REQUIRED WORK :: Using the entries that follow, write out the line containing "for easier reading.", the line containing "i.e. the code", and every line between them, exactly and nothing else.

EXTRACTED INFORMATION ::
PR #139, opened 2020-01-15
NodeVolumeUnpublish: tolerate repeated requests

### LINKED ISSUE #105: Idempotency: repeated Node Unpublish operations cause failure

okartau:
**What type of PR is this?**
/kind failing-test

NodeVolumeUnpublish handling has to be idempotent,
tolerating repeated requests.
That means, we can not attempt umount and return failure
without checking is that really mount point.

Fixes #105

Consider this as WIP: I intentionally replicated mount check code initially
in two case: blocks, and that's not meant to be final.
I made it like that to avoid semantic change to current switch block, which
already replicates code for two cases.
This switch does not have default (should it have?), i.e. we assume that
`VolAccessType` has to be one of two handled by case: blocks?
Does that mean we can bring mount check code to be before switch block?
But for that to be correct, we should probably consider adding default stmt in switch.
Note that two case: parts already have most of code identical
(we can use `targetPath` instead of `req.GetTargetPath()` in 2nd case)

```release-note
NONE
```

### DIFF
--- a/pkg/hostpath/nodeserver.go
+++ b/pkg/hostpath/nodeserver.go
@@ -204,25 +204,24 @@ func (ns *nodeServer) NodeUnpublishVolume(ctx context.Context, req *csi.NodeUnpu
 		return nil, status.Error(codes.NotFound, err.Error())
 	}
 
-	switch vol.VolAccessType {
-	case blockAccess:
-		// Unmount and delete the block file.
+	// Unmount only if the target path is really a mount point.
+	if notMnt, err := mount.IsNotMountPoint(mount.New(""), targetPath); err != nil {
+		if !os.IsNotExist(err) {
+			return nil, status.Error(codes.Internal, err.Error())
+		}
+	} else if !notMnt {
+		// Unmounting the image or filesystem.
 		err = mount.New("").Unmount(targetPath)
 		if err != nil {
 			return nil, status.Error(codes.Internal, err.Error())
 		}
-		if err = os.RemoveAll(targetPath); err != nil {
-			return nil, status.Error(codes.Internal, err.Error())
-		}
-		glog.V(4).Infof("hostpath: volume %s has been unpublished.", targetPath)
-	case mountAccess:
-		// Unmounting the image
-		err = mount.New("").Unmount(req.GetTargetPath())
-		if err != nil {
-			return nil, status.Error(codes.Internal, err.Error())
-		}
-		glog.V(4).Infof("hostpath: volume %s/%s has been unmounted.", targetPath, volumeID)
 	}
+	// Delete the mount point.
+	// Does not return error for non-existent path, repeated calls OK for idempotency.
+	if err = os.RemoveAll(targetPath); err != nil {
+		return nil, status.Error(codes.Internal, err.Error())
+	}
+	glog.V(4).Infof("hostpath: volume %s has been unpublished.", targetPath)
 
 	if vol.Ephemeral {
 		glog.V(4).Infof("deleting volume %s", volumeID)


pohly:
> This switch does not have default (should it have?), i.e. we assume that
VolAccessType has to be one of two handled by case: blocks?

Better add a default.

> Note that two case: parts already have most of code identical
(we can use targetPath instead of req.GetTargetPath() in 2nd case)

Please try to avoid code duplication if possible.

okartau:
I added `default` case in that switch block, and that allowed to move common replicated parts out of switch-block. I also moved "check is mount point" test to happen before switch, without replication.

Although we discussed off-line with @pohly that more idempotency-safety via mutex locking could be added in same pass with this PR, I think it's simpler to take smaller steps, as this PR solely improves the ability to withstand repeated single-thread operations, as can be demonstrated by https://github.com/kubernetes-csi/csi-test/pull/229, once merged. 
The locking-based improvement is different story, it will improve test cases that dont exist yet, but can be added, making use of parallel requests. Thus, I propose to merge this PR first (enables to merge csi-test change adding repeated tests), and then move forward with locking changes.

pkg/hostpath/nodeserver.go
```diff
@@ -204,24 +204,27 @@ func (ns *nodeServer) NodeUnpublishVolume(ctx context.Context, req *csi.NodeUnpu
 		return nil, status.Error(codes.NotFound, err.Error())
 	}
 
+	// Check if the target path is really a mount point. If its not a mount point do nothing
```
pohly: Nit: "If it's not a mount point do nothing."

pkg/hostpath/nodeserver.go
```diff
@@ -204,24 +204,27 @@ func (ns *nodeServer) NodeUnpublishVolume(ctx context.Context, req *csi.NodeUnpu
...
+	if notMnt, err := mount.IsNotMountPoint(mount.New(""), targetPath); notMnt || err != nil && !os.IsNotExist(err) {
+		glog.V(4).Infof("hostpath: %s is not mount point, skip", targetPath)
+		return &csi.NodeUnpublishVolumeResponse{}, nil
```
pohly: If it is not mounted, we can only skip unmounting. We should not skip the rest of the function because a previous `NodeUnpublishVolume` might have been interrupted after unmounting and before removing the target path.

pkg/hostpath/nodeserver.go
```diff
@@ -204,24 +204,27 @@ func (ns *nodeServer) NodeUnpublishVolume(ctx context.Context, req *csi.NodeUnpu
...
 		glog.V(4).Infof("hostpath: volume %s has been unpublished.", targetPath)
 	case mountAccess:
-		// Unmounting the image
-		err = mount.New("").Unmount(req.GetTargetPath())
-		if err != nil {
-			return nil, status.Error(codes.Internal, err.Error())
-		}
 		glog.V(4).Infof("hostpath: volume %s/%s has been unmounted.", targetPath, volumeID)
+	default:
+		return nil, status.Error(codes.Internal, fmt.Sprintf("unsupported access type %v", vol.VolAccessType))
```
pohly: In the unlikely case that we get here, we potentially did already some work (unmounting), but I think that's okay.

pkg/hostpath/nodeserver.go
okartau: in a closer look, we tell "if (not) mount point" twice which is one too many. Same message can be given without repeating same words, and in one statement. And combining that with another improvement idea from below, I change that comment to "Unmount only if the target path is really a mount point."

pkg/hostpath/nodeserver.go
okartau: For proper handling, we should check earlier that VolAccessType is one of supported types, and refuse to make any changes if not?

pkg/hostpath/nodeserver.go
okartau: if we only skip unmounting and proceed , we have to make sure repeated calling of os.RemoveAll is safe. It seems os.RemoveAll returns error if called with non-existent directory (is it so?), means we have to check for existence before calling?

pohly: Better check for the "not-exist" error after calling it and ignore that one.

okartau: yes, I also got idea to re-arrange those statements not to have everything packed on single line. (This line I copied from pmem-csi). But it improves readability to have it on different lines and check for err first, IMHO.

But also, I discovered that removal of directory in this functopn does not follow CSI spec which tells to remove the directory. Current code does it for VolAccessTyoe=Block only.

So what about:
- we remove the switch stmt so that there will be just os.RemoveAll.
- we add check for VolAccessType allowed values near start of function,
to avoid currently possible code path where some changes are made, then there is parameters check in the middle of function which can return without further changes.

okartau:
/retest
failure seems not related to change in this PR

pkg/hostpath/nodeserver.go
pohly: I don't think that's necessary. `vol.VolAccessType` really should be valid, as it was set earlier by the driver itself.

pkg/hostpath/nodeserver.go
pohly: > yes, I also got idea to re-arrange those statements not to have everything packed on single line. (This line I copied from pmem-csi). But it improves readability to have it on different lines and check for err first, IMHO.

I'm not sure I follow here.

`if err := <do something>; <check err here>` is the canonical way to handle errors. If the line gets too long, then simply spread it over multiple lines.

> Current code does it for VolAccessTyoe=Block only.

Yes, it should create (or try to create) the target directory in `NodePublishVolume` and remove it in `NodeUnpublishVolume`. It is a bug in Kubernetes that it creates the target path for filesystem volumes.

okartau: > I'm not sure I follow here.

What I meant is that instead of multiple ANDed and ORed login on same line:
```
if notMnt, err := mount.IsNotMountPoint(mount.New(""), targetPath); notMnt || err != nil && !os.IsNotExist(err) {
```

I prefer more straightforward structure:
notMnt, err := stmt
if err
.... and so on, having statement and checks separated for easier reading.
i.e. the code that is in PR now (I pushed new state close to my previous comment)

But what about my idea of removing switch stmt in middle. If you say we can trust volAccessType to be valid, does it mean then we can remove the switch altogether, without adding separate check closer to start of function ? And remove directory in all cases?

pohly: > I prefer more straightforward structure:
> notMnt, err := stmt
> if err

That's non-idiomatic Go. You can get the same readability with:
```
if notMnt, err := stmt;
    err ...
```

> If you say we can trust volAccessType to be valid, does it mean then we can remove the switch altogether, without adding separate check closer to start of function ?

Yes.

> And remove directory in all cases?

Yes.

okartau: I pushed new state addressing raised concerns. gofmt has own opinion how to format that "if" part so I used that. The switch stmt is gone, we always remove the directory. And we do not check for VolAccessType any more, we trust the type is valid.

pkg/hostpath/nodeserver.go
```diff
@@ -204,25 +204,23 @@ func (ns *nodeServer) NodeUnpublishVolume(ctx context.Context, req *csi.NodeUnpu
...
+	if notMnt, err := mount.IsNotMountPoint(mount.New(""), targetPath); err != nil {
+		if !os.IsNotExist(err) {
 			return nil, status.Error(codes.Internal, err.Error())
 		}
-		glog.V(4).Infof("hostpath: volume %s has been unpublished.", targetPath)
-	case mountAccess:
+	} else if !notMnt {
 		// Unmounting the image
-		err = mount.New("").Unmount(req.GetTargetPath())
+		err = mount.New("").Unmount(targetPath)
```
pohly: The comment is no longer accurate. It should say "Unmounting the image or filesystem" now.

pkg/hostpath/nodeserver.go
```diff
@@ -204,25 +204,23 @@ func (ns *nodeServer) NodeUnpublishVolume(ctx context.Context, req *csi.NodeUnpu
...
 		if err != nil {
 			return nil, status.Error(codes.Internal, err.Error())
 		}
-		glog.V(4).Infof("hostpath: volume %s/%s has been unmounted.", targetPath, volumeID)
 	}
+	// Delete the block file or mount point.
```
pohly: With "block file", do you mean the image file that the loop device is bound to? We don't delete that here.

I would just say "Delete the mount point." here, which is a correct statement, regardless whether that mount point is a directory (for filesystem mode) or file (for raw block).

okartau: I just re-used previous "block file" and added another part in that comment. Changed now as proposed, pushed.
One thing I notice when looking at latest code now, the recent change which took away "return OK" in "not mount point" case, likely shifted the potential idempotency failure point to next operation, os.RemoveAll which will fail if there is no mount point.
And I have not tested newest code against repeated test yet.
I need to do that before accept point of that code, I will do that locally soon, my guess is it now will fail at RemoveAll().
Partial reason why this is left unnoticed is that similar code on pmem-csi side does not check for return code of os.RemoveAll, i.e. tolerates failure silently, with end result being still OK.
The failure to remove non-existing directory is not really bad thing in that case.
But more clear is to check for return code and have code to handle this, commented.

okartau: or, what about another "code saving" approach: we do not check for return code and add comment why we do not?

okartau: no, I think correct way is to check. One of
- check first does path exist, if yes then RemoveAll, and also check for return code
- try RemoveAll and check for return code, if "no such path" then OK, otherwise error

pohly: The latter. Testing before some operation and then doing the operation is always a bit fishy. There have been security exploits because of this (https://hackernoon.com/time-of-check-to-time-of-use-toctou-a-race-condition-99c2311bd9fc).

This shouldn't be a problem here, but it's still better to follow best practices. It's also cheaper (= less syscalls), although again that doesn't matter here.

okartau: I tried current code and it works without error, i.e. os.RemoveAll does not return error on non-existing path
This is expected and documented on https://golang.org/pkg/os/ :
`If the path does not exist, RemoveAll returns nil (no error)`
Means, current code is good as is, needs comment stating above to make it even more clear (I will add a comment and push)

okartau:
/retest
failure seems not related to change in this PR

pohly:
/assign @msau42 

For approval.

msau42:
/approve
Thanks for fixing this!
---
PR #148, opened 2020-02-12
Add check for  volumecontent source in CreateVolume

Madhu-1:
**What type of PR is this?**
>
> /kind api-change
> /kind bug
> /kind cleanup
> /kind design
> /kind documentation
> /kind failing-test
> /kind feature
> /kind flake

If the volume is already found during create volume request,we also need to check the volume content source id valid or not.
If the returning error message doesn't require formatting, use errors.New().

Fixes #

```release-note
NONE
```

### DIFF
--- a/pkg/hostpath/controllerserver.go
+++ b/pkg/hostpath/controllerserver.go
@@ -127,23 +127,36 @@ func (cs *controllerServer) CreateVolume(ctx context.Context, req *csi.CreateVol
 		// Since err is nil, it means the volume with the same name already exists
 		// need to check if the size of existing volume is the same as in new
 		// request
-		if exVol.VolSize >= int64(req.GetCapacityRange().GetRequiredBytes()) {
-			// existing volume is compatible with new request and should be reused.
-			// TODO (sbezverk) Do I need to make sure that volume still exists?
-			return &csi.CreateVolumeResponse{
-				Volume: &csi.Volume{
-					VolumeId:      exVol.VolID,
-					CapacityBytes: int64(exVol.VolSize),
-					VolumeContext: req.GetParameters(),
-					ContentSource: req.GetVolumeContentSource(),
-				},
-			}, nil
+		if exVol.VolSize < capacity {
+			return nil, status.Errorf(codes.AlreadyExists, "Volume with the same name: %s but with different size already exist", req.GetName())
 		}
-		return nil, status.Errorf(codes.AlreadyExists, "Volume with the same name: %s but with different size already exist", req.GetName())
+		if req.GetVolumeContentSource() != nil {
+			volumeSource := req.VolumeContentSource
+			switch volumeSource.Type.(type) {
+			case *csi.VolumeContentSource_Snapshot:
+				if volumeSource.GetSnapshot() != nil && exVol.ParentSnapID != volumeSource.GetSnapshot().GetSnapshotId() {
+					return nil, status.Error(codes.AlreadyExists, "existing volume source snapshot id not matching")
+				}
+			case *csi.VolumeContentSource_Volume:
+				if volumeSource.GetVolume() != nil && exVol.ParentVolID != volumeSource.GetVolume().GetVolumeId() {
* * *
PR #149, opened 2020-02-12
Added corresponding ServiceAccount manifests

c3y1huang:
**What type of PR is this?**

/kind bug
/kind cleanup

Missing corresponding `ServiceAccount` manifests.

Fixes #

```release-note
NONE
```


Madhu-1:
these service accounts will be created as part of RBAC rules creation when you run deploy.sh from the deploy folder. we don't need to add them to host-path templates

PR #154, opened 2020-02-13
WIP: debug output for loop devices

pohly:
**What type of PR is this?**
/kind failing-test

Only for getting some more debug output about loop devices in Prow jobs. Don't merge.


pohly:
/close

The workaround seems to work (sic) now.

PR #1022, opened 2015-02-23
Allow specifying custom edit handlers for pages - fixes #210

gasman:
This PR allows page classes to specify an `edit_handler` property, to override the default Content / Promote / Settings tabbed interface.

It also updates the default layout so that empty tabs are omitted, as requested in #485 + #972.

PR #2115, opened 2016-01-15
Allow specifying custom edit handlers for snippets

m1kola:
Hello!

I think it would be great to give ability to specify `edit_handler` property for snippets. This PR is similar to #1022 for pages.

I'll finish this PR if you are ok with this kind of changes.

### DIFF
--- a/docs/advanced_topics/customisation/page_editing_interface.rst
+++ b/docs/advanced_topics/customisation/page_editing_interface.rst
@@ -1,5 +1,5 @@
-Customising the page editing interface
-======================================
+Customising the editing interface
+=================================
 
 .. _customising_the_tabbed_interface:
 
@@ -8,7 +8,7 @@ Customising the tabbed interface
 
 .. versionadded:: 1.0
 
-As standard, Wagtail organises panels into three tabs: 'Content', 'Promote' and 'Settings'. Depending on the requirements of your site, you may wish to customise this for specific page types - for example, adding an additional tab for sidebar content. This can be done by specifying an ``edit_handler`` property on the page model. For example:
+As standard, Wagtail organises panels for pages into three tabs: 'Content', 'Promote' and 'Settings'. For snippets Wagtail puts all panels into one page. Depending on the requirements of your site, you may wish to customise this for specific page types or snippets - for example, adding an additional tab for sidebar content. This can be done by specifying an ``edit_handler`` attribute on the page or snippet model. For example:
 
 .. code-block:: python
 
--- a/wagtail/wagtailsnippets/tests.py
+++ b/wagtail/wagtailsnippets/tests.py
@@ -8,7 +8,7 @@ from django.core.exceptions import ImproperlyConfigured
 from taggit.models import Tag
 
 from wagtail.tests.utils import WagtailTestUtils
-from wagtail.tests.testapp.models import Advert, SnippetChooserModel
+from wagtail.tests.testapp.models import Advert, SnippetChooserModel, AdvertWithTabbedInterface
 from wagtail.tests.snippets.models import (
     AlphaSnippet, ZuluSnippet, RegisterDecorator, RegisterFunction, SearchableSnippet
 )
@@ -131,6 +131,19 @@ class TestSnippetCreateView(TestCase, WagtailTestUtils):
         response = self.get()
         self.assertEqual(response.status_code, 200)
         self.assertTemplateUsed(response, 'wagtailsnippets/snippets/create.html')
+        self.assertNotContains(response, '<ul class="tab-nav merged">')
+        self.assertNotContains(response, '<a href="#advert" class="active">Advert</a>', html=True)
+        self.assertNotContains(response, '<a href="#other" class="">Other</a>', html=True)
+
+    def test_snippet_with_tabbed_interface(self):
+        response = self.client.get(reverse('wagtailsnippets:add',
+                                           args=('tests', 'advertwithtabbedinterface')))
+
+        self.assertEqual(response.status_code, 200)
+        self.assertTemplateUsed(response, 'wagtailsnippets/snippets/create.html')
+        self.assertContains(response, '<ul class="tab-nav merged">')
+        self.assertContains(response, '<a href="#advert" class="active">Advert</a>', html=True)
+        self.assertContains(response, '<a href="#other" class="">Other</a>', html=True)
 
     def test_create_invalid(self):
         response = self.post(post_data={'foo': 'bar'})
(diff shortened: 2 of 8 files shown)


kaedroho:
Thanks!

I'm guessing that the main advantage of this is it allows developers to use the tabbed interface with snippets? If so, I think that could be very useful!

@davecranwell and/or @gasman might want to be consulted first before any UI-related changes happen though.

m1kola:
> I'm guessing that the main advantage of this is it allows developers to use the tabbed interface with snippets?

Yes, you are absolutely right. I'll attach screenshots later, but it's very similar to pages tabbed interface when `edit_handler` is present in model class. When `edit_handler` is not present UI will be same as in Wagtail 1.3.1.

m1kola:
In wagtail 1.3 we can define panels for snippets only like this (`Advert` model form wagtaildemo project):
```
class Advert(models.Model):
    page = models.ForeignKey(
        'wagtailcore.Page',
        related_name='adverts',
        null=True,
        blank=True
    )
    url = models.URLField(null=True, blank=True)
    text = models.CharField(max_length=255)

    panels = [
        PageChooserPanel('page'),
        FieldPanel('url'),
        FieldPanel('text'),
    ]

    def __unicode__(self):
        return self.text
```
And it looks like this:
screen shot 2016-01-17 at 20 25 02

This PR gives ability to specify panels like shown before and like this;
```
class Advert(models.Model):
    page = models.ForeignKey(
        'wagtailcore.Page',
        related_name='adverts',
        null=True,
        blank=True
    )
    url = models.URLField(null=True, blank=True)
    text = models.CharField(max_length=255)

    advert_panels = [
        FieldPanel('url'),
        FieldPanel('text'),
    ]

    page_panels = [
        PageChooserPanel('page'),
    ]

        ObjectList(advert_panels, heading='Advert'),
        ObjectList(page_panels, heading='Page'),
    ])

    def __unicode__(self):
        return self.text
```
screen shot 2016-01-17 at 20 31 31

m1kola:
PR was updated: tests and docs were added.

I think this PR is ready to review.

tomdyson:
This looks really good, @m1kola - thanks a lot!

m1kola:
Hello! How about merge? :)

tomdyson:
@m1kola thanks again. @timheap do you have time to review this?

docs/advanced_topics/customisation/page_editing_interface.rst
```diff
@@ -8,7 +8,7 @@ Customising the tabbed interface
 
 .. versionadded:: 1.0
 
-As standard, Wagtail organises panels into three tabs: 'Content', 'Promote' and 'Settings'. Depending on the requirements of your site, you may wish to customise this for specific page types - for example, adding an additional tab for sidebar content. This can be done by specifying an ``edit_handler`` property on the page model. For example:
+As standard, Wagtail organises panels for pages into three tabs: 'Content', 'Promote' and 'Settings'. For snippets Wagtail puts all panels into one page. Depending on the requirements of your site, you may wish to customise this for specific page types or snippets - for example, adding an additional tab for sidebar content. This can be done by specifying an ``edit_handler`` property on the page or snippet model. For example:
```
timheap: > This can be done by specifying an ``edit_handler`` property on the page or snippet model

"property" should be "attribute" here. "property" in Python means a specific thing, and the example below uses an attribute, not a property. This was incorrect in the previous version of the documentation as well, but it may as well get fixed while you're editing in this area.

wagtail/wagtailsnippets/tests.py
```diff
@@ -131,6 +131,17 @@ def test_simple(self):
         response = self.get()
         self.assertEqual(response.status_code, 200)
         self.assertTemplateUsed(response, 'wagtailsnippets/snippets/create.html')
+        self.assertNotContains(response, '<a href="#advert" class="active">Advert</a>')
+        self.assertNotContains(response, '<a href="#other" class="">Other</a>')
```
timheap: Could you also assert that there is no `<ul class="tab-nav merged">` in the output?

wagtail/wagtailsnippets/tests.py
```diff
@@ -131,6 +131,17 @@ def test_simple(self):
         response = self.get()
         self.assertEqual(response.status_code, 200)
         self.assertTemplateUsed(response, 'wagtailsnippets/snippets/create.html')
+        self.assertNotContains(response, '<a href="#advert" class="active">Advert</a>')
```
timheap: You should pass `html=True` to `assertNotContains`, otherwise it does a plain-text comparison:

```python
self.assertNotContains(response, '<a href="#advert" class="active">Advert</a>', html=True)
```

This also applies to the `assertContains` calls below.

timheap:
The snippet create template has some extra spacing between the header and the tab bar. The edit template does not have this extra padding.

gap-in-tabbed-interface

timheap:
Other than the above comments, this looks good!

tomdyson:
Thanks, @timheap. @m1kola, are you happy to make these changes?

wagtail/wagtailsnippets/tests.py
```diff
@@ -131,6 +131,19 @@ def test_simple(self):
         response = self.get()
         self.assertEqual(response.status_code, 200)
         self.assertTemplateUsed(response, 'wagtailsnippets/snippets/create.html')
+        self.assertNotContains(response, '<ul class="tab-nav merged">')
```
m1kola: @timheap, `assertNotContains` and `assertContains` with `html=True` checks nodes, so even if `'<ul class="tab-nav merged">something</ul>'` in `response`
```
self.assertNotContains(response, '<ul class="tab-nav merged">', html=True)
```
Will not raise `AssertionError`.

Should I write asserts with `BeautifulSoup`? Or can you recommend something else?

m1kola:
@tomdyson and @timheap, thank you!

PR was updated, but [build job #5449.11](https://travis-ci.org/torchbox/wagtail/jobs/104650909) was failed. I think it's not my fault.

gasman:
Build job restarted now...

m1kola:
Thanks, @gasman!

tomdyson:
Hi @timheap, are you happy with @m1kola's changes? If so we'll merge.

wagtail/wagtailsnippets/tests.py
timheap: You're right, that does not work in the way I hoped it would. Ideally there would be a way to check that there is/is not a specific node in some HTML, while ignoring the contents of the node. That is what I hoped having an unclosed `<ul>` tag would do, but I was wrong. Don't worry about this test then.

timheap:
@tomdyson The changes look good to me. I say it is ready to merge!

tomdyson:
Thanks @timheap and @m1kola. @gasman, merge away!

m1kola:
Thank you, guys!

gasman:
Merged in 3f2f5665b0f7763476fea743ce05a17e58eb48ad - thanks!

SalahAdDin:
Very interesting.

ANSWER SPACE ::
.... and so on, having statement and checks separated for easier reading.
i.e. the code that is in PR now (I pushed new state close to my previous comment)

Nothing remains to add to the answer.